4. the BG-LFT model-based multi-fault isolation method for an electromechanical system according to claim 3, wherein in step S3, a multi-fault isolation matrix is obtained according to structural characteristics of an unseparated Analytical Redundancy Relationship (ARR) of the system, so as to obtain isolability of parameters in the Analytical Redundancy Relationship (ARR); wherein, the rows of the multi-fault isolation matrix represent parameters, and the columns represent isolation characteristics; 1 in the multi-fault isolation matrix indicates that the parameters of the row are sensitive to the fault characteristics of the column, 0 in the multi-fault isolation matrix indicates that the parameters of the row are insensitive to the fault characteristics of the column, and the value of each parameter under the corresponding isolation characteristic is 1; if the isolation characteristic of a certain parameter has uniqueness in all the isolation characteristics, namely the parameter is not sensitive to other isolation characteristics except the isolation characteristic of the parameter, and the values of the parameter row of the multi-fault isolation matrix under the other isolation characteristic columns are 0, the parameter has isolability.

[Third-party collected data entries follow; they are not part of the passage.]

PR #7833, opened 2025-07-06
keybind: add copy_title_to_clipboard action

### LINKED ISSUE #7829: Keybind action to copy terminal title
### Discussed in https://github.com/ghostty-org/ghostty/discussions/7825

<sup>Originally posted by **sj26** July  5, 2025</sup>
I'm not sure if this is a good idea or not, but I found myself today wanting to copy the title of a tab (into the macOS pasteboard):

image

Would a "copy title" option here be useful? I'd probably have a go at implementing if so.</div>

## Proposal

Let's introduce a `copy_title` keybind action that copies the current terminal title. This doesn't even need apprt integration (beyond invoking copy clipboard actions that already exist) because the title is known to the core.

The documentation can be that this will specifically copy the current terminal title _as set by terminal programs_ (i.e. not manually). If a terminal title is NOT set, then this should do NOTHING (do not clear the clipboard).

jcollie:
Fixes #7829

This will copy the terminal title to the clipboard. If the terminal title is not set or the title is empty the action has no effect.

### DIFF
--- a/src/Surface.zig
+++ b/src/Surface.zig
@@ -4445,6 +4445,7 @@ pub fn performBindingAction(self: *Surface, action: input.Binding.Action) !bool 
 
         .copy_title_to_clipboard => {
             const title = self.rt_surface.getTitle() orelse return false;
+            if (title.len == 0) return false;
 
             self.rt_surface.setClipboardString(title, .standard, false) catch |err| {
                 log.err("error copying title to clipboard err={}", .{err});
--- a/src/Surface.zig
+++ b/src/Surface.zig
@@ -4443,6 +4443,17 @@ pub fn performBindingAction(self: *Surface, action: input.Binding.Action) !bool 
             return false;
         },
 
+        .copy_title => {
+            const title = self.rt_surface.getTitle() orelse return false;
+
+            self.rt_surface.setClipboardString(title, .standard, false) catch |err| {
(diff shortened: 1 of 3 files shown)


src/input/Binding.zig
```diff
@@ -1005,6 +1009,7 @@ pub const Action = union(enum) {
             .reset,
             .copy_to_clipboard,
             .copy_url_to_clipboard,
+            .copy_title,
```
jparise: For consistency?

```suggestion
            .copy_title_to_clipboard,
```

jcollie: Makes sense. Fixed.

src/Surface.zig
```diff
@@ -4443,6 +4443,17 @@ pub fn performBindingAction(self: *Surface, action: input.Binding.Action) !bool
             return false;
         },
 
+        .copy_title_to_clipboard => {
+            const title = self.rt_surface.getTitle() orelse return false;
+
```
mitchellh, line 4449: We should ignore empty titles too (length zero). I don't want to clobber the clipboard for an empty title. That was noted in the original issue.

mitchellh (changes requested):

src/Surface.zig
jcollie: Fixed.

mitchellh (approved):

PR #7835, opened 2025-07-06
linux/kde: add KDE shortcut to desktop file

### LINKED ISSUE #7673: GTK: Add default launch keybind in KDE
### Discussed in https://github.com/ghostty-org/ghostty/discussions/7659

<sup>Originally posted by **andrewrk** June 23, 2025</sup>
image

vs 

image

I suspect that enabling Ctrl+Alt+T as a default shortcut (or copying whatever konsole does with respect to kde) will make it trivial to swap in ghostty for konsole without the user needing to set up a shortcut.</div>

<hr>

Maintainer's note: It seems that we just need to add `X-KDE-Shortcuts=Ctrl+Alt+T` to the desktop file. I'm not sure if doing this would conflict with the existing Konsole keybind, though.

jcollie:
Fixes #7673

This adds `Ctrl+Alt+T` as a KDE shortcut to the desktop file. If Konsole is installed (or any other prorgam that has the same shortcut) the user will need to go into the KDE system settings and manually reassign the `Ctrl+Alt+T` shortcut to Ghostty.

If Ghostty is the only terminal installed that claims that shortcut KDE _should_ automatically enable the shortcut (but YMMV).

Non-KDE systems will ignore this setting and if the user desires a global shortcut to open a Ghostty window it will need to be accomplished in other ways.

### DIFF
--- a/dist/linux/app.desktop.in
+++ b/dist/linux/app.desktop.in
@@ -19,6 +19,7 @@ X-TerminalArgAppId=--class=
 X-TerminalArgDir=--working-directory=
 X-TerminalArgHold=--wait-after-command
 DBusActivatable=true
+X-KDE-Shortcuts=Ctrl+Alt+T
 
 [Desktop Action new-window]
 Name=New Window


pluiedev (approved):
I think just *offering* a one-click (mostly) solution to do this would already be an improvement to the status quo, especially considering this is just a one-line fix

jcollie:
> I think just _offering_ a one-click (mostly) solution to do this would already be an improvement to the status quo, especially considering this is just a one-line fix

Yeah, if/when this is accepted I plan on adding docs to the tip website on how to enable this in KDE.

Issue #7649, opened 2025-06-22
Use native GUI to show child process exited with `wait-after-command`


mitchellh:
Today, when `wait-after-command` is set, Ghostty injects that the process has exited directly into the terminal screen, as shown below. This is true on both macOS and in GTK. 

![Image](https://github.com/user-attachments/assets/0026a571-3260-4af9-84fb-a98a6956a469)

Gnome Console uses this native banner instead (below). Every terminal I've tried on macOS does what Ghostty does, surprisingly!

<img width="693" alt="Image" src="https://github.com/user-attachments/assets/a7f0d0fc-9d07-4856-ac76-d82676d007ab" />

I think this is a lot more pleasant. And using a native widget to highlight information like this is directly in line with Ghostty's philosophy. We should do it, too. This issue is to track that. We should do this on both macOS and GTK. 

The exact styling doesn't need to match Gnome Console, and it doesn't need to match across platforms, but it should probably be somewhat similar. We can bikeshed that styling here since it's a detail. There's more work that needs to be done to plumb this information around in core, too.

For styling, I do like the bottom-banner. For copy, I think we should continue to use what we have: "Command exited. Press any key to close the terminal."

mitchellh:
As a note, with #7705 merged, this became a lot easier. All our logic for handling child exit scenarios is now in the apprt thread (Surface.zig). Next steps to implement this would be to implement an apprt action to handle the various cases, and using the performed return value to determine whether to fallback to our existing approach.

mitchellh:
This is done on GTK, so labeling this macOS now.

PR #7836, opened 2025-07-06
core/gtk: add apprt action to show native GUI warning when child exits

jcollie:
Addresses #7649 for the core and GTK. macOS support will need to be added later.

This adds an apprt action to show a native GUI warning of some kind when the child process of a terminal exits.

Also adds a basic GTK implementation of this. In GTK it overlays an Adwaita banner at the bottom of the window (similar to the banner that shows up in at the top of windows in debug builds).
Screenshot From 2025-07-08 14-49-59
Screenshot From 2025-07-08 14-50-14

### DIFF
--- a/src/Surface.zig
+++ b/src/Surface.zig
@@ -1011,19 +1011,21 @@ fn childExited(self: *Surface, info: apprt.surface.Message.ChildExited) void {
 
         log.warn("abnormal process exit detected, showing error message", .{});
 
-        // Update our terminal to note the abnormal exit. In the future we
-        // may want the apprt to handle this to show some native GUI element.
-        self.childExitedAbnormally(info) catch |err| {
-            log.err("error handling abnormal child exit err={}", .{err});
-            return;
-        };
-
-        _ = self.rt_app.performAction(
+        // Try and show a GUI message. If it returns true, don't do anything else.
+        if (self.rt_app.performAction(
             .{ .surface = self },
             .show_child_exited,
             info,
-        ) catch |err| {
+        ) catch |err| gui: {
             log.err("error trying to show native child exited GUI err={}", .{err});
+            break :gui false;
+        }) return;
+
+        // If a native GUI notification was not showm. update our terminal to
+        // note the abnormal exit.
+        self.childExitedAbnormally(info) catch |err| {
+            log.err("error handling abnormal child exit err={}", .{err});
+            return;
         };
 
         return;
@@ -1036,6 +1038,18 @@ fn childExited(self: *Surface, info: apprt.surface.Message.ChildExited) void {
     // surface then they will see this message and know the process has
     // completed.
     terminal: {
+        // First try and show a native GUI message.
+        if (self.rt_app.performAction(
+            .{ .surface = self },
+            .show_child_exited,
+            info,
+        ) catch |err| gui: {
+            log.err("error trying to show native child exited GUI err={}", .{err});
+            break :gui false;
+        }) break :terminal;
+
+        // If the native GUI can't be shown, display a text message in the
+        // terminal.
         self.renderer_state.mutex.lock();
         defer self.renderer_state.mutex.unlock();
         const t: *terminal.Terminal = self.renderer_state.terminal;
@@ -1051,14 +1065,6 @@ fn childExited(self: *Surface, info: apprt.surface.Message.ChildExited) void {
         t.modes.set(.disable_keyboard, false);
         t.screen.kitty_keyboard.set(.set, .{});
     }
-
-    _ = self.rt_app.performAction(
-        .{ .surface = self },
-        .show_child_exited,
-        info,
-    ) catch |err| {
-        log.err("error trying to show native child exited GUI err={}", .{err});
-    };
 
     // Waiting after command we stop here. The terminal is updated, our
     // state is updated, and now its up to the user to decide what to do.
--- a/src/Surface.zig
+++ b/src/Surface.zig
@@ -1018,6 +1018,14 @@ fn childExited(self: *Surface, info: apprt.surface.Message.ChildExited) void {
             return;
         };
 
+        _ = self.rt_app.performAction(
+            .{ .surface = self },
+            .show_child_exited,
+            info,
+        ) catch |err| {
+            log.err("error trying to show native child exited GUI err={}", .{err});
+        };
+
         return;
     }
 
@@ -1043,6 +1051,14 @@ fn childExited(self: *Surface, info: apprt.surface.Message.ChildExited) void {
         t.modes.set(.disable_keyboard, false);
         t.screen.kitty_keyboard.set(.set, .{});
     }
+
+    _ = self.rt_app.performAction(
+        .{ .surface = self },
+        .show_child_exited,
+        info,
+    ) catch |err| {
+        log.err("error trying to show native child exited GUI err={}", .{err});
+    };
 
     // Waiting after command we stop here. The terminal is updated, our
     // state is updated, and now its up to the user to decide what to do.
--- a/src/apprt/gtk/Surface.zig
+++ b/src/apprt/gtk/Surface.zig
@@ -2513,7 +2513,7 @@ pub fn showChildExited(self: *Surface, info: apprt.surface.Message.ChildExited) 
     warning_box.as(gtk.Widget).setValign(.end);
 
     const warning_text = if (info.exit_code == 0)
-        i18n._("⚠️ Process exited normally. Press any key to close the terminal.")
+        i18n._("✔️ Process exited normally. Press any key to close the terminal.")
     else
         i18n._("⚠️ Process exited abnormally. Press any key to close the terminal.");
 
--- a/src/apprt/gtk/Surface.zig
+++ b/src/apprt/gtk/Surface.zig
@@ -2522,8 +2522,6 @@ pub fn showChildExited(self: *Surface, info: apprt.surface.Message.ChildExited) 
 
     const banner_widget = banner.as(gtk.Widget);
 
-    banner_widget.addCssClass("child_exited");
-
     if (info.exit_code == 0)
         banner_widget.addCssClass("child_exited_normally")
     else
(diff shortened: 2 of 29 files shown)


src/Surface.zig
```diff
@@ -1018,6 +1018,14 @@ fn childExited(self: *Surface, info: apprt.surface.Message.ChildExited) void {
             return;
         };
 
+        _ = self.rt_app.performAction(
```
mitchellh: I think if the apprt handles this (returns true) then we should not call `childExitedAbnormally` and modify the terminal contents. This more closely matches the Gnome Terminal behavior which I like. Its just duplicate information for a well-behaved apprt.

mitchellh (changes requested):
One code change.

I think stylistically I have to think about this. 

One UX question I have is what does this do to the terminal window if there is text that takes up the full screen? Does the overlay cover it so it's unreadable or does it shrink the terminal area or how is that handled? I'm not able to test this right now.

jcollie:
> One code change.
> 
> I think stylistically I have to think about this.
> 
> One UX question I have is what does this do to the terminal window if there is text that takes up the full screen? Does the overlay cover it so it's unreadable or does it shrink the terminal area or how is that handled? I'm not able to test this right now.

Right now the banner will cover up anything at the bottom of the screen. I'm looking at making the banner transparent. Adding a button to dismiss the banner would be easy enough too.

mitchellh:
I'd be curious what Gnome Terminal does. I think transparency won't solve things enough because it may be useful to copy text back there. And I'm not sure about dismissing either because it's unclear what state the window is in at that state. This requires some more thought (and is the main reason I haven't pursued it yet). You may want to open a discussion so we can do design discussion in something other than a PR, and hold this PR until then.

jcollie:
Got transparency working... Tested selecting text that's behind the window and the overlay has no effect.

image
image

mitchellh:
Oh okay, the overlay doesn't impact selection, that's maybe workable... I'll have to try it!

src/Surface.zig
jcollie: OK, this is implemented. Will update the screenshots in the first message.

jcollie:
One note, not sure how this affects restoring from a saved state. GTK doesn't do that so I have no way to test. There may need to be some more work that needs to be done to make sure that the appropriate banner is shown again when a surface is restored.

src/Surface.zig

src/apprt/gtk/Surface.zig
```diff
@@ -2502,3 +2502,35 @@ fn gtkStreamError(media_file: *gtk.MediaFile, _: *gobject.ParamSpec, _: ?*anyopa
 fn gtkStreamEnded(media_file: *gtk.MediaFile, _: *gobject.ParamSpec, _: ?*anyopaque) callconv(.c) void {
     media_file.unref();
 }
+
+pub fn showChildExited(self: *Surface, info: apprt.surface.Message.ChildExited) (error{})!bool {
```
pluiedev: Honestly `(error{})!bool` is really funny looking. Couldn't it just be `error{}!bool`?

src/apprt/gtk/Surface.zig
```diff
@@ -2502,3 +2502,35 @@ fn gtkStreamError(media_file: *gtk.MediaFile, _: *gobject.ParamSpec, _: ?*anyopa
...
+    if (!adw_version.supportsBanner()) return false;
+
+    const warning_box = gtk.Box.new(.vertical, 0);
+
+    warning_box.as(gtk.Widget).setHalign(.fill);
+    warning_box.as(gtk.Widget).setValign(.end);
+
+    const warning_text = if (info.exit_code == 0)
+        i18n._("⚠️ Process exited normally. Press any key to close the terminal.")
```
pluiedev: It's a bit strange that the normal path still uses the `⚠️` emoji... Maybe ✔️ could work better?

src/apprt/gtk/Surface.zig
```diff
@@ -2502,3 +2502,35 @@ fn gtkStreamError(media_file: *gtk.MediaFile, _: *gobject.ParamSpec, _: ?*anyopa
...
+    else
+        i18n._("⚠️ Process exited abnormally. Press any key to close the terminal.");
+
+    const banner = adw.Banner.new(warning_text);
+    banner.setRevealed(1);
+
+    const banner_widget = banner.as(gtk.Widget);
+
+    banner_widget.addCssClass("child_exited");
```
pluiedev: Is this CSS class ever used anywhere?

tristan957:
I don't love the transparency. It really hurts readability. I love the coloring to signify success, but green/red is not accessible for certain variations of color blindness. Does libadwaita abstract this issue away? I'm actually not aware of color blindness being something that is stored in the settings portal.

I don't understand why the banner is overlaid.

tristan957:
What happens if your mouse hovers a URL while this banner is visible?

src/apprt/gtk/Surface.zig
```diff
@@ -2502,3 +2502,35 @@ fn gtkStreamError(media_file: *gtk.MediaFile, _: *gobject.ParamSpec, _: ?*anyopa
...
+
+    if (info.exit_code == 0)
+        banner_widget.addCssClass("child_exited_normally")
+    else
+        banner_widget.addCssClass("child_exited_abnormally");
```
pluiedev: Honestly I probably would just do the dumb route and have two copies of the banner as blueprints, and just hardcode the style and the label text

pluiedev (changes requested):

jcollie:
> I don't love the transparency. It really hurts readability. I love the coloring to signify success, but green/red is not accessible for certain variations of color blindness. Does libadwaita abstract this issue away? I'm actually not aware of color blindness being something that is stored in the settings portal.

It's not reflected in the screenshots but one of the last commits changed the verbiage to include whether the exit was normal/abnormal, specifically because of color blindness and screen reader concerns.

This is custom CSS adding the color and transparency.

> I don't understand why the banner is overlaid.

1) It's easy because we already have an overlay.
2) I didn't like the idea of adding a widget to the bottom of the terminal as that would change the height of the window/tab/split or the terminal. That would be kinda janky I think as it might cause a reflow, esp with multiple splits. Tiled window manager behavior would be odd I think.

src/apprt/gtk/Surface.zig
jcollie: Not at the moment.

src/apprt/gtk/Surface.zig
jcollie: Not sure, but I've had problems trying to put an explicit error set into a function signature before.

src/apprt/gtk/Surface.zig
jcollie: Hmmm maybe, I can see arguments for both.

pluiedev:
I personally think we should make the success case have the default background and keep the red background for the error case. That creates a nice contrast that shouldn't be problematic for colorblind users.

jcollie:
> What happens if your mouse hovers a URL while this banner is visible?

The link preview appears above the banner.

src/apprt/gtk/Surface.zig
jcollie: As far as the text goes, I'd prefer to keep that in Zig. Once the I18N system can handle it I'd like to be able to include more information, like runtime, non-zero exit code, killed by signal, etc.

src/apprt/gtk/Surface.zig
jcollie: Switched to ✔️

src/apprt/gtk/Surface.zig
jcollie: Yeah that works just fine, not sure why I ran into problems before.

tristan957:
I think that we should just drop the emojis. Using color looks much better.

src/apprt/gtk/Surface.zig
jcollie: Removed.

jcollie:
FYI, this is what it looks like when running multiple splits:
image

pluiedev:
I wonder if we could make use of the banner's [optional button](https://developer.gnome.org/hig/patterns/feedback/banners.html) as a way to more intuitively indicate that the split can be safely closed — perhaps something like `Process exited abnormally [ Close ]`

jcollie:
> I wonder if we could make use of the banner's [optional button](https://developer.gnome.org/hig/patterns/feedback/banners.html) as a way to more intuitively indicate that the split can be safely closed — perhaps something like `Process exited abnormally [ Close ]`

I mentioned that above, but I was thinking more of as "dismiss banner" button. Closing the surface shouldn't be hard to do...

jcollie:
Here's what the close button looks like:

image
image

pluiedev:
I really like how that turned out — still probably would advocate for using the default color for the success case, though. The text also shouldn't end with any punctuations per the [GNOME HIG](https://developer.gnome.org/hig/guidelines/writing-style.html#heading-style).

Also, maybe it's just me as someone who speaks English as a second language, but the difference between "normally" and "abnormally" is kind of small at a glance. Maybe "Command succeeded" vs "Command failed (with code xyz)" would offer a better contrast? (Process also IMO is kind of an opaque word, especially since we use "command" everywhere in the config options like in `command` or `wait-after-command`.) This could also give way to "Command terminated by signal" and other cases we might want to indicate.

Unrelated: this gave me an idea that maybe we should allow users to run ephemeral tasks in a new split/tab/window, which can be closed by a handy button like this 🤔

jcollie:
> Also, maybe it's just me as someone who speaks English as a second language, but the difference between "normally" and "abnormally" is kind of small at a glance. Maybe "Command succeeded" vs "Command failed (with code xyz)" would offer a better contrast? (Process also IMO is kind of an opaque word, especially since we use "command" everywhere in the config options like in `command` or `wait-after-command`.) This could also give way to "Command terminated by signal" and other cases we might want to indicate.

I'd _like_ to do "Command failed (code xyz)" and similar but then we can't translate that text can we? At least not without developing our own templating system since Zig formatters require a comptime string.

pluiedev:
Yeah that's slightly annoying, but we can leave that as a future improvement. Right now we should focus on the code=0 vs everything else distinction

mitchellh:
I'm good with the look of this.

mitchellh (approved):
Approve pending @pluiedev

pluiedev (approved):

pluiedev:
Looks like there's a merge conflict... :p

jcollie:
> Looks like there's a merge conflict... :p

Yup. Fixed. Waiting for CI to be green.

PR #7840, opened 2025-07-06
Fallback Font Size Adjustment

qwerasd205:
This PR changes `font.Collection` to automagically adjust the sizes of added fonts so that their metrics (specifically their ex height, or their ideograph character width if they have one) match the primary font. This is like [`font-size-adjust`](https://developer.mozilla.org/en-US/docs/Web/CSS/font-size-adjust) from CSS.

This is a big win for users who use mixed writing systems and rely heavily on fallback fonts. For example, in #7774 it's pointed out that CJK characters are not very well harmonized with existing Latin glyphs, well:
|Before (`main`)|After (this PR)|
|-|-|
|image|image|

This also improves our handling of the horizontal alignment of fallback glyphs. It's not an ideal solution; it only works for glyphs narrower than the cell width because it messes with ligatures if we include glyphs wider than the cell width; and most things would look better if the center were proportionally remapped based on the ratio from the glyph advance to the cell width, but that messes with glyphs designed to align vertically so it can't be done, instead the original advance width is centered in the cell width.

> [!NOTE]
> I can add a couple tests for the size adjust behavior (one for ex height, one for ic width) if you'd like.

### Future work
When working on this I was very bothered by the fact that our fallback fonts are not selected deterministically. That is, if a fallback with glyphs A and B is selected as the fallback for B because no other font has it, then it will automatically be used as the fallback for A as well even if other fonts would otherwise rank higher. This is a big problem if you have something like UniFont installed, since the moment that's loaded no other font will be loaded afterwards and you get very suboptimal selections for your glyphs.

So I'll have a think on how to go about making our fallbacks deterministic without killing performance (it's not a trivial problem unfortunately) and that will probably be my next area of work.

### DIFF
--- a/src/font/Collection.zig
+++ b/src/font/Collection.zig
@@ -69,10 +69,14 @@ pub fn deinit(self: *Collection, alloc: Allocator) void {
     if (self.load_options) |*v| v.deinit(alloc);
 }
 
-pub const AddError = Allocator.Error || error{
-    CollectionFull,
-    DeferredLoadingUnavailable,
-};
+pub const AddError =
+    Allocator.Error ||
+    AdjustSizeError ||
+    error{
+        CollectionFull,
+        DeferredLoadingUnavailable,
+        SetSizeFailed,
+    };
 
 /// Add a face to the collection for the given style. This face will be added
 /// next in priority if others exist already, i.e. it'll be the _last_ to be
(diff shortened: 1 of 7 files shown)


mitchellh (approved):
I'll let you merge this one when you're ready in case there are any adjustments you wanted. Looks great!

qwerasd205:
Thanks, I went to add a test and the test found a bug haha, got that fixed, cleaning it up and will update the PR then merge.

ken-wizhodl:
this PR literaly ruined Chinese charaters, please revert

00-kat:
Many disagree: https://github.com/ghostty-org/ghostty/discussions/8422#discussioncomment-14235659. See also: #7929 (the title is misleading but it does discuss this issue).

PR #7843, opened 2025-07-07
macos: open URLs with NSWorkspace APIs instead of `open`

### LINKED ISSUE #5256: macOS: Use system API to open links

mitchellh:
Fixes #5256

This updates the macOS apprt to implement the `OPEN_URL` apprt action to use the NSWorkspace APIs instead of the `open` command line utility.

As part of this, we removed the `ghostty_config_open` libghostty API and instead introduced a new `ghostty_config_open_path` API that returns the path to open, and then we use the `NSWorkspace` APIs to open it (same function as the `OPEN_URL` action).

### DIFF
--- a/include/ghostty.h
+++ b/include/ghostty.h
@@ -351,6 +351,11 @@ typedef struct {
 } ghostty_diagnostic_s;
 
 typedef struct {
+  const char* ptr;
+  uintptr_t len;
+} ghostty_string_s;
+
+typedef struct {
   double tl_px_x;
   double tl_px_y;
   uint32_t offset_start;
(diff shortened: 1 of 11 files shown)


mitchellh:
Added a GTK change so that GTK's open config ALSO goes through its `openURL` mechanism.

jcollie (approved):
GTK changes LGTM.

PR #7848, opened 2025-07-07
font/coretext: fix horizontal bearing calculation

qwerasd205:
This was subtly wrong in a way that was most obvious when text switched from regular to bold, where it would seem to wiggle since the bearings of each letter would shift by a pixel in either direction. This affected applications like fzf which uses bold to dynamically highlight the line you have selected.


qwerasd205:
Unclear what's causing that build failure in CI...

jcollie:
> Unclear what's causing that build failure in CI...

Heisenbug... re-running the test seems to have fixed it.

mitchellh (approved):

PR #7850, opened 2025-07-07
Nerd Font Icon Height Constraint

qwerasd205:
Nerd font icons were ***WAY*** too big depending on your font setup, this is because we were always using the full cell height when the nerd font patcher instead uses an "icon height" for most things. The patcher calculates the icon height as two thirds of the font's cap height and one third of the line height, but I've chosen to instead use 1.2 times the cap height for more consistent results across fonts-- if the user wants their icons bigger, they can use the `adjust-icon-height` metric modifier (and they can also use it to make them smaller if they want that for some reason).

I also adjusted the attributes to user horizontal cover + vertical fit for `^` stretch modes (proportional scaling but scale up), which makes it so that it never exceeds the cell size, since first it covers horizontally and then scales down to fit vertically if necessary; previously, if there were a particularly wide glyph that was scaled with cover/cover it would exceed the available width and overflow in to neighboring cells which wasn't good.

### DIFF
--- a/src/config/Config.zig
+++ b/src/config/Config.zig
@@ -396,6 +396,18 @@ pub const compatibility = std.StaticStringMap(
 /// Thickness in pixels or percentage adjustment of box drawing characters.
 /// See the notes about adjustments in `adjust-cell-width`.
 @"adjust-box-thickness": ?MetricModifier = null,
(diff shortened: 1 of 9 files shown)


mitchellh (approved):
Pending CI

5. The BG-LFT model based multi-fault isolation method of an electromechanical system according to claim 4, wherein in step S4, if a residual error of an Analytic Redundancy Relationship (ARR) of the system is higher than a residual error threshold, a multi-fault isolation algorithm is used to perform fault judgment on isolatable parameters in the Analytic Redundancy Relationship (ARR) to obtain fault element information, i.e. information of fault parameters; the multi-fault isolation algorithm is as follows:

s41, defining the number i of the failed components in the system, where i is 1,2, …, n, n represents the number of all the components in the system, that is, the number of all the parameters in the analytic redundancy relationship ARR of the system;

s42, determining a fault set F under the condition that the number of the fault elements is i_iSet of faults F_iTherein containA subset of the fault sets, and a fault set F_iEach subset f of_jWherein each of the I elements is provided with an i element,i.e. set of faults f_jThe number of the middle elements is i, and the fault of the system is represented by the set f_jThe i elements in (a);

s43, starting from i ═ 1 to i ═ n, for the failure set F in turn_iEach subset f of_jThe calculation is carried out in such a way that,to obtain a set R_jEach element r in (1)_jAnd according to the set R_jEach element r in (1)_jCorresponding to get the set Con_jEach element c of_jIf set R_jA certain element r in (1)_jIs small, the corresponding set Con is_jElement c in (1)_j1 is ═ 1; if the fluctuation is set R_jA certain element r in (1)_jIf the fluctuation of (c) is large, the corresponding set Con_jElement c in (1)_j0; the fluctuation is small, namely the fluctuation is only within 10% of the fluctuation under the normal condition of the system, and otherwise, the fluctuation is large; if set Con_jA certain element c_jA value of 1 indicates that the fault in the system is grouped by subset into f_jIs generated, the faulty element of the system is for the subset, is f_jAnd the number of faulty elements of the system is for the subset to be f_jThe number of middle elements;

wherein the set R_jEach element r in (1)_jThe calculation method is as follows:

if i is 1, starting from j 1 toAnd the process is finished, so that the process is finished,

if i ≠ 1, starting from j ≠ 1End, define e_kAs a subset f_jK is 1,2, …, i; defining intermediate variables M_k，N_kAnd to the intermediate variable M_k，N_kIs defined in the initial value of (a),N_k＝N′_k-1/M_k；r_j＝N_k。